→ TRY IT:
Pick each line containing "MultiEdit" out of the records.

[Saved entries]
####################
PR #214, opened 2026-07-10
Upgrade spec-kit to 0.12.10 and switch scripts to bash

FrankRay78:
## Why

Development moved from Windows to Linux, where there's no `pwsh` — but the core spec-kit automation scripts were PowerShell-only, so the SDD skills couldn't run. Investigation confirmed the `.specify/` toolkit is **stock `github/spec-kit`** (not a fork; its `0.8.x`/`0.12.x` version line is unrelated to NetPace releases), so this takes the sanctioned route: upgrade to the latest release via the `specify` CLI and switch the script variant to bash.

## What changes

- Upgraded the spec-kit toolkit **0.8.12.dev0 → 0.12.10** in place (`specify init --here --force --integration claude --script sh`).
- Core automation is now **bash** (`.specify/scripts/bash/*.sh`); skills invoke `*.sh --json` instead of `*.ps1 -Json`.
- Removed the now-orphaned PowerShell core scripts and the dropped `update-context.*` integration scripts, plus their manifest entries.
- Repointed the `.claude/settings.json` allowlist from `powershell`/`pwsh` to the bash invocations.
- Picked up the new `speckit-converge` skill that ships with 0.12; added a memory note documenting the upgrade procedure.
- Removed the leftover `specs/003-profile-cli-switch` spec folder (merged feature; specs aren't kept on main).

## Non-obvious things for the reviewer

- **Customizations were preserved by design** — the upgrade is hash-guarded via `speckit.manifest.json` (overwrites only unmodified base files). The testplan extension, `templates/overrides/spec-template.md`, the constitution, and custom `speckit.*` commands are untouched.
- **Behavior change from 0.8→0.12:** `get_current_branch` is now decoupled from git — feature resolution is driven by `.specify/feature.json` / the feature-dir basename, not the checked-out branch. So `BRANCH` in script output is the feature name, not the git branch.
- The core bash scripts are **byte-identical** to a clean canonical 0.12.10 install (verified by diffing against a throwaway `specify init`).
- The git-extension bash scripts show only **mode changes** (executable bit set by init), no content changes.
- The git extension intentionally keeps **both** bash and PowerShell variants — those remaining `.ps1` references are its dual-variant design, not leftovers.

## How to verify

- [ ] `bash .specify/scripts/bash/check-prerequisites.sh --json --paths-only` returns valid JSON (exit 0).
- [ ] Skills reference bash: `grep -r "scripts/bash" .claude/skills/speckit-*/SKILL.md` (no `scripts/powershell`).
[...]

PR #215, opened 2026-07-10
Guard Speckit Files

FrankRay78:
## Why

Upstream-managed spec-kit files (core templates, bash scripts, the SDD `SKILL.md` skills) carry small local customizations layered on top of the upstream template. A headless agent — or an `specify init --force` regen — can silently overwrite those files with no gate, which is exactly how the `disable-model-invocation: true → false` flip slipped into #214. Nothing in the harness stopped it: `.claude/settings.json` blanket-allows `Edit(**)`/`Write(**)` with `defaultMode: acceptEdits`.

This adds a hard edit-time gate on the files that are **not** designed as extension points.

## What changes

`permissions.deny` rules in `.claude/settings.json` block `Edit`/`Write`/`MultiEdit` on:

- `.claude/skills/speckit-*/SKILL.md` — the 10 SDD skills tracked in `claude.manifest.json` (glob also covers the 5 `speckit-git-*` extension skills, a harmless superset)
- `.specify/templates/*.md` — the 6 core templates
- `.specify/scripts/bash/*.sh` — the 5 core scripts

`deny` overrides the existing blanket allow, so an agent is blocked *before* the edit lands, not at commit time.

- **The globs deliberately match the two spec-kit manifests' file lists.** `.specify/templates/*.md` and `.specify/scripts/bash/*.sh` are single-level globs (`*` doesn't cross `/`), so genuine extension points stay editable: `.specify/templates/overrides/**`, `.specify/extensions/**`, `constitution.md`, and `feature.json` are untouched by the deny.
- **`speckit-*` over the manifest's exact 10 is intentional.** A glob survives new SDD skills being added (e.g. `speckit-converge`) and can't silently fail open the way a clever character-class exclusion could. Protecting the git-extension skills too is consistent with the goal.
- **Known side door:** this gates the `Edit`/`Write`/`MultiEdit` tool path only. A `sed -i` / `git checkout` via Bash could still mutate these files — out of scope here; a CI content-invariant check would be the backstop if that's ever needed.
- **`deny`, not `ask`, by choice:** a future legitimate hand-edit requires temporarily removing the relevant rule. Chosen over `ask` for a firmer guarantee against headless drift.

## How to verify

- [ ] `jq empty .claude/settings.json` — valid JSON
- [ ] Ask an agent to edit `.claude/skills/speckit-plan/SKILL.md` or `.specify/scripts/bash/common.sh` — the `Edit`/`Write` call is denied
- [ ] Confirm `.specify/templates/overrides/spec-template.md` and `.specify/memory/constitution.md` remain editable (not matched by the single-level globs)

## Related

- Follow-up to #214 (the spec-kit 0.12.10 upgrade whose regen caused the `disable-model-invocation` regression)

### DIFF
--- a/.claude/settings.json
+++ b/.claude/settings.json
@@ -81,7 +81,16 @@
       "Read(**/secrets.*)",
       "Read(**/.ssh/**)",
       "Read(**/appsettings.*.json)",
-      "Read(**/appsettings.json)"
+      "Read(**/appsettings.json)",
+      "Edit(.claude/skills/speckit-*/SKILL.md)",
+      "Write(.claude/skills/speckit-*/SKILL.md)",
+      "MultiEdit(.claude/skills/speckit-*/SKILL.md)",
+      "Edit(.specify/templates/*.md)",
+      "Write(.specify/templates/*.md)",
+      "MultiEdit(.specify/templates/*.md)",
+      "Edit(.specify/scripts/bash/*.sh)",
+      "Write(.specify/scripts/bash/*.sh)",
+      "MultiEdit(.specify/scripts/bash/*.sh)"
     ],
     "ask": [
       "Bash(rm:*)",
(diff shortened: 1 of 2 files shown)


FrankRay78:
- Bugs or correctness issues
####################
→ WRITTEN RESPONSE:
`permissions.deny` rules in `.claude/settings.json` block `Edit`/`Write`/`MultiEdit` on:
- **Known side door:** this gates the `Edit`/`Write`/`MultiEdit` tool path only. A `sed -i` / `git checkout` via Bash could still mutate these files — out of scope here; a CI content-invariant check would be the backstop if that's ever needed.
+      "MultiEdit(.claude/skills/speckit-*/SKILL.md)",
+      "MultiEdit(.specify/templates/*.md)",
+      "MultiEdit(.specify/scripts/bash/*.sh)"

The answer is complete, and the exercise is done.